Why are people so low impact right now?

The Internet’s current fascination with low-impact exercise is real, from 12-3-30 practice arrive Pilates reformer. But there are several reasons why the trend has shifted in this direction.

“It just feels better,” says Mulgrew. “It allows people to connect with their bodies – it’s more of an inside-body experience than an out-of-body experience. That doesn’t mean you can’t experience mind-body connection. Maybe when you’re doing more impactful things, but when your body doesn’t feel good while you’re doing it, it’s very distracting.All you can think about is feeling uncomfortable rather than doing it. the way your body moves.” Over the past decade, the story of cultural fitness has shifted from It’s about aesthetics to be about ability about mood and mental health – Swapping unrealistic beauty standards for self-care. So it makes sense for people to start choosing their workouts based on feeling good rather than calorie payoff or body-changing promises.
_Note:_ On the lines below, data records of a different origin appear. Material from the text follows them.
PR #15246, opened 2021-08-20
Fix refactor error in Paint.cpp assertions

Gymnasiast:
Before the refactor, the assertion read like this:
```
assert(static_cast<uint16_t>(bound_box_length_x) == static_cast<int16_t>(bound_box_length_x));
```
which meant that bound_box_length_x = 0 was valid. The refactor (likely accidentally) changed this, which causes assertions to get hit within 2 seconds after opening on my machine.

### DIFF
--- a/src/openrct2/paint/Paint.cpp
+++ b/src/openrct2/paint/Paint.cpp
@@ -801,8 +801,8 @@ paint_struct* PaintAddImageAsParent(
     int32_t bound_box_length_y, int32_t bound_box_length_z, int32_t z_offset, int32_t bound_box_offset_x,
     int32_t bound_box_offset_y, int32_t bound_box_offset_z)
 {
-    assert(bound_box_length_x > 0);
-    assert(bound_box_length_y > 0);
+    assert(bound_box_length_x >= 0);
+    assert(bound_box_length_y >= 0);
 
     session->LastPS = nullptr;
     session->LastAttachedPS = nullptr;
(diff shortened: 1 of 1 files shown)


duncanspumpkin:
Are you able to find the call that is sending a 0 for the size?

Gymnasiast:
I have the backtrace [here](https://pastebin.com/aSkCGJkN), does that contain anything useful?

duncanspumpkin:
https://github.com/OpenRCT2/OpenRCT2/blob/39fcc5d0787dd5c1f68db2a467e87633b38ca01b/src/openrct2/ride/VehiclePaint.cpp#L3032
That looks a bit suspect. I'll try check against the assembly

duncanspumpkin:
Assembly has a bug for this bit of code and ends up writing a clobered register to the size. Size would end up being x = vehicleObj->effect_visual and y would be 0. Clearly that makes no sense so is wrong. I think what is meant to be passed to each of the splash effects is the vehicle bound boxes but that also doesn't quite make sense as these are pieces of water and they could be a completely different size to the vehicle.

src/openrct2/paint/Paint.cpp
```diff
@@ -863,8 +863,8 @@ paint_struct* PaintAddImageAsChild(
     int32_t bound_box_length_y, int32_t bound_box_length_z, int32_t z_offset, int32_t bound_box_offset_x,
     int32_t bound_box_offset_y, int32_t bound_box_offset_z)
 {
-    assert(bound_box_length_x > 0);
-    assert(bound_box_length_y > 0);
+    assert(bound_box_length_x >= 0);
+    assert(bound_box_length_y >= 0);
```
duncanspumpkin, line 867: The asserts are not required anymore. Can be removed.

Gymnasiast: Ok, I’ll remove them. Btw, do you happen to know why there were introduced?

duncanspumpkin (changes requested):
Had a bit of a look into this and asserts on this are not required. The original assert was because there was some calls that passed incorrect signed values but they no longer exist. Therefore all the asserts can be removed.

duncanspumpkin:
Also @ZehMatt pointed out that children don't actually use the bounding box size so it's especially pointless. But unfortunately if the child doesn't have a parent it becomes a parent so not too sure what to do.

ZehMatt:
> Also @ZehMatt pointed out that children don't actually use the bounding box size so it's especially pointless. But unfortunately if the child doesn't have a parent it becomes a parent so not too sure what to do.

Have u actually seen a case where an image is supposed to be a child but has no active parent?

duncanspumpkin (approved):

This feel-good motion selection instinct has become even more relevant amid a global pandemic. COVID has pushed us to slow down life in every way – including our exercises. “When you’re already in an environment of emotional stress, which we all go through, it can be hard to get the body to do really impactful, difficult, and challenging exercises,” says Mulgrew. challenge. Low-impact exercises are apartment and living room-friendly and often seem to have a lower barrier to entry, if effort is involved.

Not to mention, they are easier to bond with. Miller adds: “Activating in mainly low-impact ways feels really good for the body, so it’s easier for you to get things done; you can show up five or six days a week without feeling down.”

Miller, Mulgrew, and Norris all agree that overall, we’re making a bit of an adjustment from a few years ago, when High-intensity, high-impact workout is the norm, and there is a common “harder is better” mentality. “Nowadays, people are realizing that there’s another way to exercise so you can look and feel good and don’t have to beat up your body,” says Norris.

“I think people get tired of doing those things, too,” Mulgrew said. “Now, the industry is allowing people, so to speak, to not have to do that kind of workout anymore. We’ve gotten smarter as an industry. We know you. can still maintain or set and celebrate victory without having to be so hard on the body.”

While low-impact training has some undeniable benefits, it’s important to note that high-impact training isn’t inherently bad. In fact, you’ll be better off if you do a little bit of everything, Mulgrew says. It is important that your body can respond well to the impact as it is a non-negotiable part of daily life. You’ll need to jump over puddles and rush to the train – and if your fitness training includes a bit of impact training, you’ll be better prepared for those moments to come. “Your workouts need to complement your lifestyle,” she says. “There’s a time and place for all; we just have to be mindful. You don’t want to go to extremes.”

One thing every trainer here emphasizes is that how you incorporate low-impact training into your routine is all about your personal preferences and goals. If you love running, don’t stop it because it’s a high-impact workout – just consider using your cross-training days to do some low-intensity exercise instead of one. plyometric HIIT class. And if morning walks and Pilates classes are the best part of your day, there’s no need to change that; just consider adding a little bouncy cardio dance Sometimes, your body is ready for whatever comes your way.